# [SOLVED] How do I print selected pages of an email in Outlook



## MrChooks (Apr 19, 2008)

I have recently moved over to Office 2007 and to Outlook from my old Outlook Express.

When I print an email message in Outlook - it prints the whole email (regardless of how long it has become) whereas in Outlook Express, I could choose between printing the whole email or just selected pages.

Does anyone at TSF know how I can just print selected pages of an email in Outlook pls :4-dontkno


----------



## msarft (Sep 20, 2003)

*Re: How do I print selected pages of an email in Outlook*

Not sure about 2007, but in 2003 you:
Open the message
Select Print
there is then the option to print a specified page; I normally select Page 1 which then prints the most recent reply in the email thread.

Another option, is after you open the email, using your mouse, select the text you want to print and then select the option "Selection" from the print menu.

Hope this helps.


----------



## MrChooks (Apr 19, 2008)

*Re: How do I print selected pages of an email in Outlook*

Yes - that's the problem I have - one of 2007 "apparent imrovements" does not give that choice any more - 

I am hioping that it's just a setting I have got wrong - coz if the single or selecetd pages option is gone in 2007 - itz a total PIA! - Bad Bill :4-thatsba


----------



## MrChooks (Apr 19, 2008)

*Re: How do I print selected pages of an email in Outlook*

This Outlook 2007 printing issue is driving me nutz :upset:- I have got to find a way to print selected pages of emails in Outlook 2007 - 

Does anyone at TSF know how I can just print selected pages of an email in Outlook pls - before I use up the entire world's supply of paper and printer ink!!!!


----------



## MrChooks (Apr 19, 2008)

*Re: How do I print selected pages of an email in Outlook 2007*

*Pls Help *- 

I am on the verge of having to order print ink in 200 litre barrels!!!!! and paper by the truck load.


----------



## nik01 (Feb 3, 2008)

*Re: How do I print selected pages of an email in Outlook*

Hi MrChooks

Can't you press the properties button next to your named printer in the window that opens after selecting 'print' from the menu, then use you own printers optios?

Also, maybe a bit if messing around but you can click the 'Print to file' option also in the print window, this then down loads your message into a file, then print it from there, saves on the paper and ink, but does consumes your time.
Sorry but that is all i can offer.


----------



## MrChooks (Apr 19, 2008)

*Re: How do I print selected pages of an email in Outlook*

Tks Nik01
I guess the print to file option would work - but pretty inconvenient.

When I try the obvious option , that is File > Print, the only options I get in the "No. of Copies" dialogue box are: "All", "Even" or "Odd". There is NO option to just select "Pages X to XX" 

I am going "round the twist with this - Bad Bill :4-thatsba


----------



## Old Rich (May 31, 2007)

*Re: How do I print selected pages of an email in Outlook*

You should be able to select the text you want to print, then check the "Selection" option in the print menu


----------



## MrChooks (Apr 19, 2008)

*Re: How do I print selected pages of an email in Outlook*

Tks simpswr - tried that but the only option I get is a choice to select "Table Style" or "Memo Style". There is no option to print anything else - unlike good old Outlook Express where I could select "Selected Text" or "Pages X > XX".

Am sure i must have some setting screwed up but am damned if I can find it --- AAAaaaaaahhhh! :upset:


----------



## msarft (Sep 20, 2003)

*Re: How do I print selected pages of an email in Outlook*

This reply will not make you a happy camper, but after I replied earlier I went to google and typed in "printing in Outlook 2007". Boy was I surprised!
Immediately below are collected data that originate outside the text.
PR #2308, opened 2024-03-01
🐛(frontend) useUnionResource refetch on filter change

rlecellier:
`useUnionResource` should fetch new data when queries's filters change.

### DIFF
--- a/src/frontend/js/hooks/useUnionResource/index.ts
+++ b/src/frontend/js/hooks/useUnionResource/index.ts
@@ -90,6 +90,8 @@ const useUnionResource = <
   const eofRef = useRef<Record<string, number>>(queryClient.getQueryData(eofQueryKey) ?? {});
   log('eof', eofRef.current);
 
+  const [unionQueryKey, setUnionQueryKey] = useState<string>();
+
   const reset = () => {
     setStack([]);
     setPage(0);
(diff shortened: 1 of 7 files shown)


src/frontend/js/utils/test/wrappers/BaseJoanieAppWrapper.tsx
```diff
@@ -0,0 +1,20 @@
+import { PropsWithChildren } from 'react';
+
+import JoanieSessionProvider from 'contexts/SessionContext/JoanieSessionProvider';
+import { IntlWrapper } from './IntlWrapper';
+import { ReactQueryWrapper } from './ReactQueryWrapper';
+import { AppWrapperProps } from './types';
+
+export const BaseJoanieAppWrapper = ({
```
jbpenrath, line 8: Let's call it `JoanieAppWrapper` WDYT ?

In this way we will be homogeneous over the code base. 
About session provider we have two versions : 
- `BaseSessionProvider`
- `JoanieSessionProvider`

src/frontend/js/hooks/useUnionResource/index.ts
```diff
@@ -90,6 +90,8 @@ const useUnionResource = <
   const eofRef = useRef<Record<string, number>>(queryClient.getQueryData(eofQueryKey) ?? {});
   log('eof', eofRef.current);
 
+  const [unionQueryKey, setUnionQueryKey] = useState<string>();
```
jbpenrath, line 93: I'm not quit sure you need to use a state here.

Instead you could use a useMemo.

jbpenrath, line 93: You should populate the `useState` with the current filters to prevent to trigger a reset on mount.

jbpenrath (approved):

Hope I never have to update to '07!! See answer below - 

"Printing in Outlook 2007 sucks. But if the message is in HTML format, not all is lost. Open the message, click Other Actions button and choose View in Browser. Now you can print the message using the browser's much better print options, such as controlling the pages you print or printing a selection. 
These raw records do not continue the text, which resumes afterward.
PR #2304, opened 2024-02-26
✨(frontend) teacher courses search with query

rlecellier:
note: this branch is rebased on https://github.com/openfun/richie/pull/2308

## Purpose

Add search field on teacher courses listing pages

image

[Capture vidéo du 28-02-2024 15:47:50.webm](https://github.com/openfun/richie/assets/139848/99129b5e-5ccc-4429-8207-630c56a3c552)

PR #2309, opened 2024-03-01
✨(frontend) learner courses search with query

rlecellier:
Note: rebased on ✨[(frontend) teacher courses search with query](https://github.com/openfun/richie/pull/2304)

## Purpose

on learner courses listing page, we can now perform textual research.

image

update: 
Capture d’écran du 2024-03-12 14-50-49

### DIFF
--- a/src/frontend/js/hooks/useLearnerCoursesSearch/index.tsx
+++ b/src/frontend/js/hooks/useLearnerCoursesSearch/index.tsx
@@ -1,0 +1,77 @@
+import { useEffect, useState } from 'react';
+import { useSearchParams } from 'react-router-dom';
+import { Enrollment, CredentialOrder, OrderState, ProductType } from 'types/Joanie';
+import { Maybe, Nullable } from 'types/utils';
+import { useOrdersEnrollments } from 'pages/DashboardCourses/useOrdersEnrollments';
+
+const useLearnerCoursesSearch = () => {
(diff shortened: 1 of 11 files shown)


src/frontend/js/hooks/useLearnerCoursesSearch/index.tsx
```diff
@@ -0,0 +1,77 @@
...
+
+    setSearchParams(searchParams);
+    if (!newQuery) {
+      setCount(undefined);
+    }
+  };
+
+  return {
+    submitSearch,
+    data: orderAndEnrollmentList,
```
NathanVss, line 68: why not using `data` directly?

rlecellier: `data` is the return or `useOrdersEnrollments` where `orderAndEnrollmentList` is an insternal state.
`orderAndEnrollmentList` isn't up to date each time data is, it's not a bug but a feature:
When `query` chagne,  `useOrdersEnrollments` queries are invalidated and `data` is temporary set to `0`.
There we don't want the list to disepear but to fade until data get a new value. That the usage of the internal state.

NathanVss (approved):
Nice work 👏

Just small comment, I find the gap between the search and the alert too big, it feels odd to me:

Capture d’écran 2024-03-19 à 17 15 56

As with all workarounds, there is one potential drawback - you won't have an email header, normally found on Outlook printouts, so you can't see who sent the message or when it was sent. "

There is actually a $20 software package, 
http://www.savvisoft.com/?gclid=CI3i3qSUyJQCFQ0MIgodm12YlQ
however, I could not find any reviews for it.

Good luck! Let me know what happens.


----------



## MrChooks (Apr 19, 2008)

*Re: How do I print selected pages of an email in Outlook*

Many Tks msarft ray:- I hadn't even thought about the Google option - many thanks - so I also had a look at the Google reference you mentioned - My God - I've been done over by Gatez & Co agin!!! (See text of a Q&A forum on the topic below - lookz like I am doomed) :rippedhan

What could possibly be going thru MS' collective minds if they have removed the selected page printing option - Do MS have subsidiary companies that deal in A4 size paper and printer ink???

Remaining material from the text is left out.